Von Schengen/Dublin profitiert die gesamte Schweizer Volkswirtschaft. Dies bestätigt auch eine neue Studie von Ecoplan und zeigt gleichzeitig auf, mit welchen finanziellen Einbussen die Schweiz bei einem Austritt rechnen müsste.

Schengen/Dublin hat die Zusammenarbeit mit unseren Nachbarstaaten im Tourismus, im Asylwesen und im Sicherheitsbereich effizienter gemacht.
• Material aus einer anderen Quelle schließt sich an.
PR #138, opened 2016-07-26
add Conduit_lwt_cmdliner for a standard way to retrieve a `mode`

avsm:


opam
```diff
@@ -22,6 +22,9 @@ depends: [
   "uri"
   "cstruct" {>="1.0.1"}
   "ipaddr" {>="2.5.0"}
+  "cmdliner"
+  "logs"
+  "fmt"
```
rgrinberg: Where is `fmt` being used?

avsm: There seems to be a bug in the Fmt_cli meta files (or some other combination) that doesn't pull in the right cmx files and causes a link error if all three aren't specified.  I'll leave this open until I can repro to create an upstream issue.

dbuenzli: Do you have the link error ?

dbuenzli: Also I don't see why you add logs I don't see it being used by this PR.

PR #139, opened 2016-07-27
Add `disconnect` to `FLOW` implementation

djs55:
Related to [mirage/mirage#550]

Signed-off-by: David Scott dave@recoil.org


dinosaure:
This PR is a bit too hold 👍 so I will close it due to #311 and the major release.

Issue #141, opened 2016-07-31
Handle failed lwt threads in server


copy:
Currently failing lwt threads are swallowed (I checked `Conduit_lwt_unix.serve`, but maybe there are other places). I think the error should be reported somehow, or at least this behaviour should be documented. See example below.

```ocaml
let () =
  let ctx = Conduit_lwt_unix.default_ctx in
  let mode = `TCP (`Port 1234) in
  let main = Conduit_lwt_unix.serve ~ctx ~mode (fun flow ic oc -> Lwt.fail_with "oh no") in
  Lwt_main.run main
```

vbmithr:
Hey,

I'm not using the Lwt backend anymore but I agree that failing threads
should never be swallowed. Feel free to push a PR fixing this. Thanks.

avsm:
Right, Lwt really needs some sort of Monitor-style library where errors can be dispatched too. Another option is to use [Logs](http://erratique.ch/software/logs) to record them.

rgrinberg:
Easiest approach would be to follow the async style of providing an error callback to the server. See `on_handler_error`.

copy:
> Easiest approach would be to follow the async style of providing an error callback to the server. See on_handler_error.

I think an easier approach would be to follow the strategy of `Lwt_io.establish_server_safe` and pass all errors to `Lwt.async_exception_hook`, so the caller can wrap the callback into `Lwt.catch` themself.

SGrondin:
Thank you @copy for https://github.com/mirage/ocaml-conduit/pull/143/files . I'm eagerly waiting for it to be merged into master. In the mean time I'm using it in my fork.

PR #143, opened 2016-08-02
 Handle failed lwt threads in server

copy:
This is a fix for #141. It follows the strategy of `Lwt_io.establish_server_safe`, which passes exceptions from the callback to `Lwt.async_exception_hook` (which by default prints the exception and terminates the program).


rgrinberg:
Thank you.

PR #144, opened 2016-08-11
Allow TCP ctx from existing file_descriptors

SGrondin:
This PR opens up the possibility of tracking and manipulating server file descriptors from the application code. I've implemented it for my own needs and I hope others will also find it useful.


SGrondin:
A decision regarding this related PR should probably also be taken. https://github.com/mirage/ocaml-conduit/pull/111/files

SGrondin:
I'm glad to see this being merged in!

Issue #140, opened 2016-07-27
mirage resolver fails with "name resolution failed" when given ip:port based uri


sevenEng:
This may be one of the corner cases, but I tried issuing HTTP requests using ip:port generated uri.

While targeting to unix and using `resolver_unix_system` everything works fine, but switching to xen and [resolver_dns](https://github.com/mirage/mirage/blob/master/lib/mirage.ml#L949) gives

```
Fatal error: exception (Failure "name resolution failed: unknown endpoint type") 
```

I think this exception comes from this function: [dns_stub_resolver](https://github.com/mirage/ocaml-conduit/blob/master/lib/resolver_mirage.ml#L109). Before referring to `DNS.gethostbyname`, if the host part of uri is an ip address, maybe we could just return it and the port. If this is the case, I could submit a patch later.

yomimono:
Fixed by the reporter in #145 - thanks again @sevenEng !

PR #145, opened 2016-08-18
support ip based uri host for mirage resolver

sevenEng:
try to solve issue #140 

it doesn't seem to be an invalid case where we need to issue requests using ip:port (like within local network) rather than using a domain name, however mirage resolver would fail under these circumstances as described in the referenced issue

### DIFF
--- a/lib/resolver_mirage.ml
+++ b/lib/resolver_mirage.ml
@@ -110,8 +110,9 @@ module Make(DNS:Dns_resolver_mirage.S) = struct
       : Conduit.endp Lwt.t =
     let host = get_host uri in
     let port = get_port service uri in
-    DNS.gethostbyname ~server:ns ~dns_port:ns_port dns host
-    >>= fun res ->
+    (match Ipaddr.of_string host with
+    | None -> DNS.gethostbyname ~server:ns ~dns_port:ns_port dns host
+    | Some addr -> return [addr]) >>= fun res ->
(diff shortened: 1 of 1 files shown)


yomimono:
This patch looks good to me.  Any reason not to merge it?

rgrinberg:
@sevenEng This looks good. Any reason why you closed this?

rgrinberg:
@yomimono If you still think this is good, then let's merge it.

yomimono:
Yes, I still think this looks good.  The branch from this PR isn't recoverable ("force-pushed or recreated" according to GitHub) but if @sevenEng would be so good as to resubmit, I'll merge.

samoht:
I think you can still get the commit here: https://github.com/mirage/ocaml-conduit/pull/145/commits/d957c8e138af10da6764d2ff53f053de07b2a53f

rgrinberg:
That's OK, I already cherry picked.

sevenEng:
@rgrinberg Sorry, this was some unexpected side effect of deletion/rebasing/re-push of the branch on my local fork

I'll resubmit again, maybe that's easier for the merge?

rgrinberg:
@sevenEng there's no need, it's in master already https://github.com/mirage/ocaml-conduit/commit/e308d4321b49889328cba52eebeba21425aa4ae3

sevenEng:
Thanks for merging!

PR #151, opened 2016-09-25
Increase backlog for Conduit_lwt_tls and Conduit_lwt_unix_ssl

sepeth:
In #150, I've made changes for Conduit_lwt_unix. @edwintorok suggested to make these changes for Conduit_lwt_tls and Conduit_lwt_unix_ssl, too.

I have one question though. At first, I thought that for consistency I should rename nconn to backlog, but I am not sure how this will affect the consumers? What do you think I should do? Leave it as it is, or rename it?

### DIFF
--- a/lib/conduit_lwt_tls.ml
+++ b/lib/conduit_lwt_tls.ml
@@ -38,11 +38,11 @@ module Client = struct
 end
 
 module Server = struct
-  let listen nconn sa =
+  let listen backlog sa =
     let fd = Lwt_unix.socket (Unix.domain_of_sockaddr sa) Unix.SOCK_STREAM 0 in
     Lwt_unix.(setsockopt fd SO_REUSEADDR true);
     Lwt_unix.bind fd sa;
-    Lwt_unix.listen fd nconn;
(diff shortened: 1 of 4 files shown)


rgrinberg:
My opinion is to rename it to nconn. This is the convention in lwt itself.

sepeth:
Hmm, that's right! The reason I named it as backlog in the first place is that I guess backlog is more commonly used outside, and I think it is a better name for what it represents. It is not the number that represents the number of connections we can have simultaneously, it is the size of the backlog, size of the queue of the items that our application hasn't accepted yet. Also async part uses the name backlog. But it's your call, if it is commonly used parameter and if changing it is going to break others, I can go and fix my previous PR to make this more consistent.

rgrinberg:
Sorry, I misspoke in my previous message. The actual convention is `?backlog` in both Lwt and Async. And we should follow it.

sepeth:
Thanks for quick reply! I will update this quickly ^_^

rgrinberg:
Thank you.

PR #146, opened 2016-08-22
Revamp config step

rgrinberg:
Rewrite it in pure OCaml. Now you just need to run:

```
$ ocaml discover.ml
```

And subsequence `$ make` calls will be incremental.

PR #154, opened 2016-10-10
[followup to #146] refresh build system

avsm:
Testing this before a topkg jump


rgrinberg:
@avsm I'll also cut a release if you don't mind.

PR #156, opened 2016-10-12
SNI (Server Name Indication) for SSL

pdonadeo:
- hostname for SNI (Server Name Indication) added to SSL configuration 
- hostname can be passed to ssl_connect


pdonadeo:
DOH!, it doesn't compile because I submitted a pull request in async_ssl and the tests will fail until that patch will be integrated. Similar situation for cohttp :-(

Davon profitiert die gesamte Schweizer Volkswirtschaft. Das unabhängige Beratungs- und Forschungsbüro Ecoplan hat im Auftrag des Bundes untersucht, was die Schweiz heute bei einem Austritt aus den beiden Verträgen verlieren würde. Die Ökonomen kommen zum Schluss, dass das Schweizer Bruttoinlandprodukt (BIP) im Jahr 2030 bis zu 3,7 Prozent geringer ausfallen dürfte. Zum Vergleich: Während der weltweiten Finanzkrise im Jahr 2009 ist das BIP «nur» um 1,9 Prozent geschrumpft.

Gemäss der gleichen Studie würde das jährliche Pro-Kopf-Einkommen ohne Schengen um bis zu 1600 Franken zurückgehen. Die Exporte könnten um bis zu 5,6 Prozent tiefer ausfallen als heute – das wäre weitaus gravierender als die Probleme, mit denen die Schweizer Industrie wegen der Frankenstärke konfrontiert war. Die Schweiz hat vom Beitritt zum Schengen-Raum auch wirtschaftlich stark profitiert. Ein Abschied wäre deshalb ein Verzicht auf ein beträchtliches Stück Wohlstand.